◆ WHAT THE EXERCISE ASKS
Your answer must consist of every line from the data below that includes the word "conflict".

◆ SUPPLIED RECORDS
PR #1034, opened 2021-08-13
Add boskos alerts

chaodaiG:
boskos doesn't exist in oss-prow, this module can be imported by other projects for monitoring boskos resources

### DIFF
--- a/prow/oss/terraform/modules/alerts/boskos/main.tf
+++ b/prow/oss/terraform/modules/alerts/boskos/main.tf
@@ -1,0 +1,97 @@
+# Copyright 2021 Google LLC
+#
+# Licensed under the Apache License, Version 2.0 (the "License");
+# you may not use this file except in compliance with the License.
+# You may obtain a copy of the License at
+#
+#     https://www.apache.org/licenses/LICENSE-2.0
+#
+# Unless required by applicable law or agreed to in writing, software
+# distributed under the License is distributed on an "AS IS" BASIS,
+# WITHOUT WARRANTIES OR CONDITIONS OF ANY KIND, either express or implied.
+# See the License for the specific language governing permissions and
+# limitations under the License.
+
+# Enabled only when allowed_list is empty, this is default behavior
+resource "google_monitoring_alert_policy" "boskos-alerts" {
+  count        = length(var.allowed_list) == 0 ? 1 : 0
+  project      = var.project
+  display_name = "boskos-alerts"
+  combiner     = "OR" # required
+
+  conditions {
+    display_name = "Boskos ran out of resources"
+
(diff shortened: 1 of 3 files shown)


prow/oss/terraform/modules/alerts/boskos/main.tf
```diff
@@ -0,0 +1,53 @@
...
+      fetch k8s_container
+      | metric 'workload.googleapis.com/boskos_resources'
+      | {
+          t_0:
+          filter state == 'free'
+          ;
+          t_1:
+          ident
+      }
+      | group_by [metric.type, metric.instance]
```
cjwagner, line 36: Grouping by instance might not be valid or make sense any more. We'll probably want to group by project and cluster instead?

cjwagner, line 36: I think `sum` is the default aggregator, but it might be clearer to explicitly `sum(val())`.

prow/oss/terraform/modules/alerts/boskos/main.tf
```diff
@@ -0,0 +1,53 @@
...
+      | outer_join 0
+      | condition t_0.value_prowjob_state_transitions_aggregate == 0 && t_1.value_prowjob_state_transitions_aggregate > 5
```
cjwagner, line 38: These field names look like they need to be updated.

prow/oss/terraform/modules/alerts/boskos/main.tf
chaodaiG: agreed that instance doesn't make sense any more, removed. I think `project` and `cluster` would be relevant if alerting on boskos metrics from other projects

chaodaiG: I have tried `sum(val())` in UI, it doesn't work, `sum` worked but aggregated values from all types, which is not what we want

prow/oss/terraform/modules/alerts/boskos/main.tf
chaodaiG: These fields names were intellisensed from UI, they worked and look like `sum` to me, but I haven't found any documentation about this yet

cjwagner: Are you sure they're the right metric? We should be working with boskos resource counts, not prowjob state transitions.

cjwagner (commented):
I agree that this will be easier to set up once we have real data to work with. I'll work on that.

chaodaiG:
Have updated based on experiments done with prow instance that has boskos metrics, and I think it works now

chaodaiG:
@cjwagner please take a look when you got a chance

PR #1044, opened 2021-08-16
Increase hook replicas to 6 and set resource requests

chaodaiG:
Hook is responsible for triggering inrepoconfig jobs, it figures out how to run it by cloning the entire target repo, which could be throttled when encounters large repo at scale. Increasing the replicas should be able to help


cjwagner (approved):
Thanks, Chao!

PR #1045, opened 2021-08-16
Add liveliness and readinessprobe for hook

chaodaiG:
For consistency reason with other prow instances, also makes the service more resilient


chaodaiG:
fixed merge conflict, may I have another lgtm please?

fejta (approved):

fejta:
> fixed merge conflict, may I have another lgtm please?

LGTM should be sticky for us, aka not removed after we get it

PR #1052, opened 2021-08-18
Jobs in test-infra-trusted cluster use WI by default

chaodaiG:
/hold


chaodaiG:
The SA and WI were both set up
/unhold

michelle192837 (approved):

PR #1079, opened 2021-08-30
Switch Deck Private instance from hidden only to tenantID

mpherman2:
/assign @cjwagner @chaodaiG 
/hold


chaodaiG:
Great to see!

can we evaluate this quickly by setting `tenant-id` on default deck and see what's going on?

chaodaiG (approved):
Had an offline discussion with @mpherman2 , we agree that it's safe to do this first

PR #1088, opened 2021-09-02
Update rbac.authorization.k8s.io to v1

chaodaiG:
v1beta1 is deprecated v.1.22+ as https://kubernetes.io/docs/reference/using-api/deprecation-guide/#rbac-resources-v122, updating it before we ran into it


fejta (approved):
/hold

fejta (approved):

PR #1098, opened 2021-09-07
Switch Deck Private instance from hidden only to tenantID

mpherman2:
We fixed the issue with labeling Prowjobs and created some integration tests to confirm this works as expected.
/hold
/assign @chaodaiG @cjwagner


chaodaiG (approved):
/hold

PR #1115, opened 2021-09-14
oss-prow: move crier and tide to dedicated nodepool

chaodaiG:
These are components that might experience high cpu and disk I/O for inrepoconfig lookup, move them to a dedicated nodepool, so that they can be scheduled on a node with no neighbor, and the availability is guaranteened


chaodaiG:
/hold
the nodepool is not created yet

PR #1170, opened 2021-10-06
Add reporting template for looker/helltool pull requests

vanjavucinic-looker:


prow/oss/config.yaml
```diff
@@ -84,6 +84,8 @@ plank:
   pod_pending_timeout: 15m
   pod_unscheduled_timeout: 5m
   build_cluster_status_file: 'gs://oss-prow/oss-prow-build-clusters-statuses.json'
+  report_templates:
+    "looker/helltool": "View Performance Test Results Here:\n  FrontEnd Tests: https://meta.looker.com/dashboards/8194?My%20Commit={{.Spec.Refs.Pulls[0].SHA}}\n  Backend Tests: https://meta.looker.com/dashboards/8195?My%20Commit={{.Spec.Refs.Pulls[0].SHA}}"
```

◆ ANSWER SPACE
fixed merge conflict, may I have another lgtm please?
> fixed merge conflict, may I have another lgtm please?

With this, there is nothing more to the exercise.